Helping Family Businesses Survive
At their best, family-owned businesses offer a laudable level of tradition, cohesion, and capitalist market differentiators. The sense of trust and common purpose are irreplaceable when family members work alongside each other.
In a dynamic market economy, that doesn’t mean all of these businesses will survive. Yet over 30 percent of family-owned businesses do make it into the second generation. Indeed, as many as 12 percent survive into a third generation, and about 3 percent into a fourth.
What can you do, as a small business owner, to maximize your chances and minimize the chance of attrition caused by family conflict?
Role of Prenuptial Agreements
For one thing, couples who are co-owners of a business might consider drafting and executing a prenuptial agreement. A prenup can specify which property should be treated as a spouse’s separate property and which should be counted as marital property.
If an ownership interest in a family business is considered marital property – and thus subject to property division in a divorce – a prenuptial agreement can provide direction on how it should be divided during property division if a couple splits up.
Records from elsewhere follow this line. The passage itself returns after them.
PR #2866, opened 2018-04-04
Edit 'Supporting legacy code' example/description

### LINKED ISSUE #2555: docs: simplify-supporting-legacy-code example doesn't work
https://www.cockroachlabs.com/docs/stable/views.html#simplify-supporting-legacy-code

I suppose you can get rid of the transaction

rmloveland:
Specifically:

- Rewrite the code sample to drop the transaction
- Rewrite the surrounding text to note that there may be a brief window after the rename but before the view creation where your application may need to do some error handling (which in theory it is already doing when accessing the DB)
- Link to the relevant section of the "known limitations" page

Fixes #2555

### DIFF
--- a/v1.0/views.md
+++ b/v1.0/views.md
@@ -163,22 +163,31 @@ pq: user bob does not have SELECT privilege on table accounts
 
 ### Simplify supporting legacy code
 
-When you need to alter a table in a way that will break your application, and you can't update your code right away, you can create a view with a name and schema identical to the original table. During and after changes to the original table, your application will continue uninterrupted, and you can update the legacy code at your leisure.
+When you need to alter a table in a way that will break your application, and you can't update your code right away, you can create a view with a name and schema identical to the original table. Once the new view is created, your application can continue uninterrupted, and you can update the legacy code at your leisure.
 
 #### Example
 
-Let's say you have a table called `user_accounts` that you want to rename to `client_accounts`, but your application has many queries to `user_accounts`. To ensure that your application continues uninterrupted, you could execute a [transaction](transactions.html) that renames the underlying table to `client_accounts` and creates a view with the old table name, `user_accounts`:
+Let's say you have a table called `user_accounts` that you want to rename to `client_accounts`, but your application has many queries to `user_accounts`.
+
+You can accomplish the change with a 2-step process:
+
+1. [Rename the underlying table](rename-table.html) to `client_accounts`
+2. [Create a view](create-view.html) with the old table name, `user_accounts`
+
+For example:
 
 ~~~ sql
-BEGIN;
 ALTER TABLE bank.user_accounts RENAME TO bank.client_accounts;
 CREATE VIEW bank.user_accounts
   AS SELECT type, email
   FROM bank.client_accounts;
-COMMIT;
 ~~~
 
-Your application would then continue referencing `user_accounts` without issue, and at a later time, you could update your application code to reference the new `client_accounts` table.
+Note that there will be a brief window of time after the table rename and before the view creation when there will be no relation (table or view) called `user_accounts`. During this window, if your application tries to access `user_accounts`, it will need to handle any error that occurs. In most ORMs, this will cause an exception to be thrown, followed by a retry. Once the view is created, the retry should succeed, and further accesses of `user_accounts` will work as expected.
+
+{{site.data.alerts.callout_info}}
+Unfortunately the 2-step operation described above can't be wrapped in a [transaction](transactions.html) due to a [known limitation](known-limitations.html#schema-changes-within-transactions) that a table cannot be renamed inside a transaction.
+{{site.data.alerts.end}}
 
 ## How Views Work
 
--- a/v1.1/views.md
+++ b/v1.1/views.md
@@ -163,22 +163,31 @@ pq: user bob does not have SELECT privilege on table accounts
 
 ### Simplify supporting legacy code
 
-When you need to alter a table in a way that will break your application, and you can't update your code right away, you can create a view with a name and schema identical to the original table. During and after changes to the original table, your application will continue uninterrupted, and you can update the legacy code at your leisure.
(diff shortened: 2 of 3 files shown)


rmloveland:
@andreimatei would appreciate your review, esp. around the "your ORM should retry after an exception" part, which I think is how the world *should* work but ... IDK :-)

Also related to the above, do you think it is reasonable to provide more information about how long one should expect the gap to be between the table rename and the subsequent view creation?  Right now it says there "will be a brief window of time", which may be too vague.

andreimatei:
> Also related to the above, do you think it is reasonable to provide more information about how long one should expect the gap to be between the table rename and the subsequent view creation?

The gap should generally be on the order of the latency of the slowest network link between two nodes in the cluster, but can be minutes if a node had crashed.
I think the only thing we can say is that, once the `CREATE VIEW` succeeds, further queries should work.

---

Review status: 0 of 3 files reviewed at latest revision, all discussions resolved, all commit checks successful.

---

*[v2.0/views.md, line 164 at r1](https://beta.reviewable.io/reviews/cockroachdb/docs/2866#-L9LRR83CfqiEYbazqlp:-L9LRR83CfqiEYbazqlq:b3pg7b7) ([raw file](https://github.com/cockroachdb/docs/blob/eb5e9b0a9f2ba972651782d383d21dfcc74dcd57/v2.0/views.md#L164)):*
> ```Markdown
> ~~~
> 
> ### Simplify supporting legacy code
> ```

My preference would be to get rid of this section altogether. I don't think it's particularly valuable.
For anything other than a rename of the original table, queries through the view will likely be too slow to claim that the app just works anyway. 

---

*[v2.0/views.md, line 186 at r1](https://beta.reviewable.io/reviews/cockroachdb/docs/2866#-L9LSu203SL-KOF_qigH:-L9LSu203SL-KOF_qigI:b-j1k4op) ([raw file](https://github.com/cockroachdb/docs/blob/eb5e9b0a9f2ba972651782d383d21dfcc74dcd57/v2.0/views.md#L186)):*
> ```Markdown
> ~~~
> 
> Note that there will be a brief window of time after the table rename and before the view creation when there will be no relation (table or view) called `user_accounts`. During this window, if your application tries to access `user_accounts`, it will need to handle any error that occurs. In most ORMs, this will cause an exception to be thrown, followed by a retry. Once the view is created, the retry should succeed, and further accesses of `user_accounts` will work as expected.
> ```

do we use the word "relation" anywhere else in our docs?

---

*[v2.0/views.md, line 186 at r1](https://beta.reviewable.io/reviews/cockroachdb/docs/2866#-L9LT4Zf2IW39ua-7b1g:-L9LT4Zf2IW39ua-7b1h:b7ph9ii) ([raw file](https://github.com/cockroachdb/docs/blob/eb5e9b0a9f2ba972651782d383d21dfcc74dcd57/v2.0/views.md#L186)):*
> ```Markdown
> ~~~
> 
> Note that there will be a brief window of time after the table rename and before the view creation when there will be no relation (table or view) called `user_accounts`. During this window, if your application tries to access `user_accounts`, it will need to handle any error that occurs. In most ORMs, this will cause an exception to be thrown, followed by a retry. Once the view is created, the retry should succeed, and further accesses of `user_accounts` will work as expected.
> ```

I think "followed by a retry" is unclear. No ORM will just retry on such an error. The client needs to retry... Which is unlikely - it's weird to suggest to do retries on schema errors.
I wouldn't say anything about retries.

---


*Comments from [Reviewable](https://beta.reviewable.io/reviews/cockroachdb/docs/2866#-:-L9LTaPr7Dfxpuh28mQI:brn7l7r)*

jseldess:
*[v2.0/views.md, line 164 at r1](https://beta.reviewable.io/reviews/cockroachdb/docs/2866#-L9LRR83CfqiEYbazqlp:-L9LV68h9pBuVwGxjyMI:b-b67a0s) ([raw file](https://github.com/cockroachdb/docs/blob/eb5e9b0a9f2ba972651782d383d21dfcc74dcd57/v2.0/views.md#L164)):*

My preference would be to get rid of this section altogether. I don't think it's particularly valuable.
For anything other than a rename of the original table, queries through the view will likely be too slow to claim that the app just works anyway. 
</blockquote></details>

This is good input, @andreimatei. I stole this use case from other dbs' docs on views and assumed it was valuable, given that the alternative is interrupting the app for the duration of the schema change. But I defer to you on this. 

---


*Comments from [Reviewable](https://beta.reviewable.io/reviews/cockroachdb/docs/2866)*

andreimatei:
Review status: 0 of 3 files reviewed at latest revision, 3 unresolved discussions, all commit checks successful.

---

*[v2.0/views.md, line 164 at r1](https://beta.reviewable.io/reviews/cockroachdb/docs/2866#-L9LRR83CfqiEYbazqlp:-L9LVgbjDA_rOcKH8KK2:b2772li) ([raw file](https://github.com/cockroachdb/docs/blob/eb5e9b0a9f2ba972651782d383d21dfcc74dcd57/v2.0/views.md#L164)):*

This is good input, @andreimatei. I stole this use case from other dbs' docs on views and assumed it was valuable, given that the alternative is interrupting the app for the duration of the schema change. But I defer to you on this. 
</blockquote></details>

if we had support for atomic renames + create view, I'd be cool to showcase it. But since we don't, I think this section is adding little.

---


*Comments from [Reviewable](https://beta.reviewable.io/reviews/cockroachdb/docs/2866)*

jseldess:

To be sure, even if a couple doesn’t have a prenup, they could still sell the business if they get divorced. In financial terms, however, that is asking for a big hit. A family-run business is often a couple’s most valuable asset, but it is also the asset that loses the most value when it must be abruptly sold as part of a divorce property settlement.
What an appropriate prenup can do, then, is to prevent a situation where dividing up the business has counterproductive consequences. In other words, with no prenup or other exit strategy in place, a couple may either have to close the business entirely or sell it to a third party for less than it is really worth.
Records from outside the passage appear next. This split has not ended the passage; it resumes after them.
PR #2871, opened 2018-04-05
Add a new yellow "important" callout

rmloveland:
This is intended to slot in as follows:

| Type      | Color  | Meaning                                      |
|-----------+--------+----------------------------------------------|
| Tip       | Green  | "hey check out this cool thing"              |
| Info      | Blue   | "FYI there is also this other consideration" |
| Important | Yellow | "This is approaching the danger zone, maybe" |
| Warning   | Red    | "DANGER ZONE"                                |

### DIFF
--- a/_data/alerts.yml
+++ b/_data/alerts.yml
@@ -6,6 +6,7 @@ end: '</div>'
 
 callout_danger: '<div class="bs-callout bs-callout--danger"><div class="bs-callout__label">Warning:</div>'
 callout_success: '<div class="bs-callout bs-callout--success"><div class="bs-callout__label">Tip:</div>'
+callout_important: '<div class="bs-callout bs-callout--warning"><div class="bs-callout__label">Note:</div>'
 callout_info: '<div class="bs-callout bs-callout--info"><div class="bs-callout__label">Note:</div>'
 
 hr_faded: '<hr class="faded"/>'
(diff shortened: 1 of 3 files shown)


rmloveland:
Did this as part of working on #2555 but we ended up deleting stuff in that instance, not adding.

Sorry if bikeshed-ish, figured this might come in handy for other work.

There are a few details to hammer out, e.g., do we want a different word than "Note" in the box?  Etc.

jseldess:
@rmloveland, thanks for taking the initiative here. I'm personally ambivalent about adding another callout type. We had the option initially, but the difference between tip / note / warning is much clearer than the difference between note / important. Though I do think we can make a case for it. 

Let's open this up to @lhirata and @Amruta-Ranade as well. 

Btw, if we add this, we should also update [this part of `CONTRIBUTING.md`](https://github.com/cockroachdb/docs/blob/master/CONTRIBUTING.md#notes-warnings--tips).

rmloveland:
Makes sense, I'll refrain from arguing more about this particular bikeshed paint color until until others on the team get a chance to comment. :-}

BTW here's what it would look like (save someone spinning up Jekyll on a branch):

screenshot 2018-04-05 13 25 58

lhirata:
My initial reaction is that it seems redundant to have "Information" and "Important" callouts. I would assume that "Information" could be extrapolated to mean "Important Information". I would think that if we use a callout rather than just include it as normal text, we're deeming it important / a gotcha / hey-you-should-consider-this. Similarly, the difference between yellow zone and red zone seems subjective. Do you have an example of what would warrant red vs yellow vs blue?

My other thought is that too many colors can be distracting and could diminish the effectiveness.

jseldess:
@rmloveland, for now, can we hold off on adding a fourth callout type and just use the info callout for these cases? During @lhirata style guide/conventions review, perhaps she can dig in a bit more and see if a fourth level is warranted.

rmloveland:
> for now, can we hold off on adding a fourth callout type

No problem!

In short, a prenup can be an important tool. But it is not the only way to protect interests in a family business in the event of divorce.
Protecting Your Interests When Divorce Does Occur
No matter how well you plan, however, sometimes marriages end in divorce. When that happens, and marital property must be divided, the impact on your family business can be substantial.
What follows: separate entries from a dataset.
PR #2872, opened 2018-04-05
Clarify provided geo-coordinates are AWS-only, make example match them

a-robinson:
We should follow-up with coordinates for the GCE and Azure regions, but
these are not correct for anything other than AWS - for example, AWS's
us-east-1 is in Northern Virginia, while GCE's us-east1 is in South Carolina.

### DIFF
--- a/_includes/azure-locations.md
+++ b/_includes/azure-locations.md
@@ -1,0 +1,30 @@
+|  Location | SQL Statement |
+|  -------- | ------------- |
+|  eastasia (East Asia) | `INSERT into system.locations VALUES ('region', 'eastasia', 22.267, 114.188)` |
+|  southeastasia (Southeast Asia) | `INSERT into system.locations VALUES ('region', 'southeastasia', 1.283, 103.833)` |
+|  centralus (Central US) | `INSERT into system.locations VALUES ('region', 'centralus', 41.5908, -93.6208)` |
+|  eastus (East US) | `INSERT into system.locations VALUES ('region', 'eastus', 37.3719, -79.8164)` |
+|  eastus2 (East US 2) | `INSERT into system.locations VALUES ('region', 'eastus2', 36.6681, -78.3889)` |
+|  westus (West US) | `INSERT into system.locations VALUES ('region', 'westus', 37.783, -122.417)` |
+|  northcentralus (North Central US) | `INSERT into system.locations VALUES ('region', 'northcentralus', 41.8819, -87.6278)` |
+|  southcentralus (South Central US) | `INSERT into system.locations VALUES ('region', 'southcentralus', 29.4167, -98.5)` |
+|  northeurope (North Europe) | `INSERT into system.locations VALUES ('region', 'northeurope', 53.3478, -6.2597)` |
+|  westeurope (West Europe) | `INSERT into system.locations VALUES ('region', 'westeurope', 52.3667, 4.9)` |
+|  japanwest (Japan West) | `INSERT into system.locations VALUES ('region', 'japanwest', 34.6939, 135.5022)` |
+|  japaneast (Japan East) | `INSERT into system.locations VALUES ('region', 'japaneast', 35.68, 139.77)` |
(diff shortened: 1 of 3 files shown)


a-robinson:
Rebased and fixed merge conflict.

jseldess:
@a-robinson, did you see @Amruta-Ranade's [comment](https://github.com/cockroachdb/docs/issues/2873#issuecomment-379025587)? Seems we need to resolve that before moving forward here.

v2.0/enable-node-map.md
```diff
@@ -195,11 +195,12 @@ The **Node Map** is displayed only for the locality levels that have latitude/lo
 
 ## Location Coordinates for Reference
```
jseldess: To be explicit, perhaps we should update this to `Location Coordinates for AWS and Azure`.

v2.0/enable-node-map.md
```diff
@@ -214,3 +215,35 @@ The **Node Map** is displayed only for the locality levels that have latitude/lo
 |  Asia Pacific (Sydney) | `INSERT into system.locations VALUES ('region', 'ap-southeast-2', -33.86882, 151.209296)` |
 |  Asia Pacific (Mumbai) | `INSERT into system.locations VALUES ('region', 'ap-south-1', 19.075984, 72.877656)` |
 |  South America (São Paulo) | `INSERT into system.locations VALUES ('region', 'sa-east-1', -23.55052, -46.633309)` |
+
+### Azure locations
```
jseldess: @a-robinson, this is awesome, but to make it easy to update this, can you please:

1. Make this azure table an include.
2. Add the python script to the `scripts/` directory. 

It'd be even better for the script to edit the relevant include instead of printing the table, but that's just a nice to have. Eventually, we could just wrap this into our TC builds.

jseldess:
To support my request that we add GCE coordinates, we got this docs feedback submission from Tierion just last last night:

Submitted April 5, 2018 6:45 PM (0 days ago)

Improvements
Something's broken (links, etc.)
What's broken?
The text has a link for "the latitudes and longitudes of common AWS/Azure/GC regions, see Locations Coordinates for Reference."
But the table at the bottom of the page has only locations for AWS. Values for Google Cloud would be helpful.
Email
xxx@tierion.com

cc @Amruta-Ranade

v2.0/enable-node-map.md
jseldess: @a-robinson, if you would prefer that I create the script separately, this PR LGTM.

v2.0/enable-node-map.md
a-robinson: Probably, although it sounds like @Amruta-Ranade would be changing it back shortly, so I'll leave it as is to avoid changing the URL location back and forth.

v2.0/enable-node-map.md
a-robinson: Done, in the sense that it's all runnable as a single command. I'm not sure whether more would be needed to fit it into a TC build.

jseldess: Thank you!

v2.0/enable-node-map.md
jseldess: SGTM.

_includes/azure-locations.md
```diff
@@ -0,0 +1,29 @@
+|  Location | SQL Statement |
+|  eastasia (East Asia) | `INSERT into system.locations VALUES ('region', 'eastasia', 22.267, 114.188)` |
```
jseldess: The table is broken without a separation between the header row and the first normal row:

```
|  Location | SQL Statement |
|----------|-----------------|
|  eastasia (East Asia) | `INSERT into system.locations VALUES ('region', 'eastasia', 22.267, 114.188)` |
```

Can you put that in place please?

a-robinson: Great catch! I'm sorry for missing that. Done.

jseldess: Thanks, Alex! This PR LGTM now. @Amruta-Ranade, once you're back, please add the GCE coordinates as well. I've assign this issue to you: https://github.com/cockroachdb/docs/issues/2885.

When interests in the business have to be divided up, it’s often important to get a thorough and accurate appraisal. This is true for several reasons.
For one thing, reasonable minds might differ on what the proper valuation of a given business should be. An objective appraisal by an experience outside professional gives both divorcing parties a fair point of departure in deciding how to divide their interests.
There is also the potentially troublesome matter of acrimonious divorces in which one spouse may have hidden assets from the other. Even if you only suspect that this has occurred, it makes sense to engage a forensic accountant and make sure that the accounting practices used in the business are legitimate and transparent.
Insisting on such an accounting, or on an appraisal more generally, is not laying down a scorched earth strategy in the divorce settlement negotiations. It’s merely a matter of protecting your interests.
Making Sound Decisions
The emotions unleashed by divorce proceedings often make it difficult to keep on an even keel and make sound decisions about what’s best both personally and professionally. A family law attorney can help you identify the key issues and keep you focused on your goals – for your family, for your business, and for yourself.